Directions for this task => For the records below, give the number of lines where the string "though" occurs. Include nothing else.
------
PR #2423, opened 2019-08-23
Removed dead hook flag 'lock nodes'

only-a-ptr:
This flag makes hooks lock only to ropables instead of all nodes (default). It's been non-configurable for years and nobody noticed. Also, you can already define hook-able nodes using `lockgroups` and `lockgroup_default_nolock`

This is a diabolical PR to https://github.com/RigsOfRods/rigs-of-rods/pull/2421

### DIFF
--- a/source/main/physics/Beam.cpp
+++ b/source/main/physics/Beam.cpp
@@ -3670,74 +3670,39 @@ void Actor::ToggleHooks(int group, hook_states mode, int node_number)
                 if (this == actor && !it->hk_selflock)
                     continue; // don't lock to self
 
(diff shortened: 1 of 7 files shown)


only-a-ptr:
@CuriousMike56 I inverted a condition 😊 https://github.com/RigsOfRods/rigs-of-rods/pull/2423/commits/7ce852333aa86d4a329071803e34bb79f146cdcc#diff-53cb603e59ebba81abd7871dabda891bL3004-R3004

CuriousMike56:
Everything seems to be fine now 👍

PR #2425, opened 2019-08-26
Load 'inertia_models.cfg' just once.

only-a-ptr:
I noticed we're loading and parsing it three times when spawning any actor - for no reason (it's not configurable per actor, there's only one global config file).

UPDATE: With the last commit there's also minor performance improvement:
image


tritonas00:
[SST-Shocks3.truck.zip](https://github.com/RigsOfRods/rigs-of-rods/files/3542034/SST-Shocks3.truck.zip)

uses `set_inertia_defaults` and segfaults with this PR

only-a-ptr:
@tritonas00 Fixed, turns out I misunderstood how it works without inertia assigned.

tritonas00:
no crashes now :+1:

PR #2438, opened 2019-09-08
Fixed unzipping mods causing materials not to load

### LINKED ISSUE #523: Unzipping terrain causes materials not to load

AnotherFoxGuy:
Fixes #523

### DIFF
--- a/source/main/resources/CacheSystem.cpp
+++ b/source/main/resources/CacheSystem.cpp
@@ -1139,7 +1139,8 @@ void CacheSystem::LoadResource(CacheEntry& t)
     }
 
     static int rg_counter = 0;
-    String group = "Mod-" + std::to_string(rg_counter++);
+    String group = std::to_string(rg_counter++) + "-" + t.fname;
+
     try
     {
         if (t.fext == "terrn2")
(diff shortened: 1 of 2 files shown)


source/main/resources/CacheSystem.cpp
```diff
@@ -1106,7 +1106,9 @@ bool CacheSystem::CheckResourceLoaded(Ogre::String & filename, Ogre::String& gro
     if (ResourceGroupManager::getSingleton().resourceExistsInAnyGroup(filename))
     {
         group = ResourceGroupManager::getSingleton().findGroupContainingResource(filename);
-        return true;
+        // Files are not allowed to be loaded from the Content resource group, except odef files
+        if(group != "Content" || filename.find("odef") != std::string::npos)
```
only-a-ptr: Umm, neat hack.

I can't recall why we have both CONTENT_RG "Content" + TEMP_RG "Temp" while both are only used during cache regen. I think CONTENT_RG should be destroyed afterwards, in which case we wouldn't need this check.

source/main/resources/CacheSystem.cpp
```diff
@@ -1138,8 +1140,7 @@ void CacheSystem::LoadResource(CacheEntry& t)
         return;
     }
 
-    static int rg_counter = 0;
-    String group = "Mod-" + std::to_string(rg_counter++);
+    String group = t.fname;
```
only-a-ptr: Well, there's non-zero chance this will cause conflicts, I can imagine thins like `woodenbox.load`

tritonas00:
seems to work fine!

PR #2434, opened 2019-09-06
Added physics pause/unpause notification

tritonas00:
Requested from discord

PR #2439, opened 2019-09-09
:bug: Fixed possible divison by zero

only-a-ptr:
performing physics update with 0 steps makes no sense and causes division by zero in `Actor::ForceFeedbackStep()` (and likely other complications)

Found here: https://github.com/RigsOfRods/rigs-of-rods/pull/2434#issuecomment-529402927


tritonas00:
cant find anything wrong :+1:

PR #2441, opened 2019-09-10
Aero dashboard: hide unused throttles & starters

only-a-ptr:
image

What do you think?


4x4convoy:
i like it, the whole plane gui needs and overhaul but that works for now lol

tritonas00:
works fine!

PR #2937, opened 2022-09-15
Vehicle lights (flares) improvements.

only-a-ptr:
Closes #2751 (when done).

PR #2946, opened 2022-09-29
Ηeadlights: ignore already attached objects

tritonas00:
https://forum.rigsofrods.org/resources/coca-cola-t600-dry-van-trailer.86/

Load trailer, press N to open lights
Load the truck, press L to lock with the trailer and press N, it tries to re attach trailer's flares (because main vehicle lights trigger trailer lights also) so crash:

```
InvalidParametersException: Object already attached to a SceneNode or a Bone in SceneNode::attachObject at /home/babis/Downloads/ror-dependencies/Source/ogre/OgreMain/src/OgreSceneNode.cpp (line 105)
```

### DIFF
--- a/source/main/physics/Actor.cpp
+++ b/source/main/physics/Actor.cpp
@@ -2944,7 +2944,16 @@ void Actor::lightsToggle()
                     ar_flares[i].light->setVisible(true);
                 ar_flares[i].isVisible = true;
                 if (ar_flares[i].bbs)
-                    ar_flares[i].snode->attachObject(ar_flares[i].bbs);
+                {
+                    try
+                    {
+                        ar_flares[i].snode->attachObject(ar_flares[i].bbs);
+                    }
+                    catch (...)
+                    {
+                        // Already attached
+                    }
+                }
             }
         }
     }


po185021 (changes requested):
Add a comment `//workaround for trailer lights being already on before the truck attached` and log the exception text to console:
```
        catch (Ogre::Exception& eeh) {
            App::GetConsole()->putMessage(Console::CONSOLE_MSGTYPE_INFO, Console::CONSOLE_SYSTEM_ERROR,
                fmt::format("error toggling lights, message:{}", eeh.getFullDescription()));
        }
```
Then approved.

only-a-ptr (changes requested):
Add a comment `//workaround for trailer lights being already on before the truck attached` and log the exception text to console:
```
        catch (Ogre::Exception& eeh) {
            App::GetConsole()->putMessage(Console::CONSOLE_MSGTYPE_INFO, Console::CONSOLE_SYSTEM_ERROR,
                fmt::format("error toggling lights, message:{}", eeh.getFullDescription()));
        }
```
Then approved.

tritonas00:
It can be spammy though, especially with that amount of flares

kk

only-a-ptr:
> It can be spammy though, especially with that amount of flares

in that case just check `m_headlights_on` and don't call `toggleLights()` if already on. Throwing that many exceptions isn't good for FPS.

only-a-ptr:
**Purpose:** to fix a crash (unhandled exception). Apparently there's a bug in synchronizing light states between player vehicle and attached vehicles (trailers etc...).

**Estimate:** To fix correctly, wait for  #2937 to be done - it completely overhauls the light state system, and fixes this in the process. For a dirty workaround suggested by Tritonas, 1 man day should be enough.

tritonas00:
https://github.com/RigsOfRods/rigs-of-rods/pull/2937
------
Written reply => 2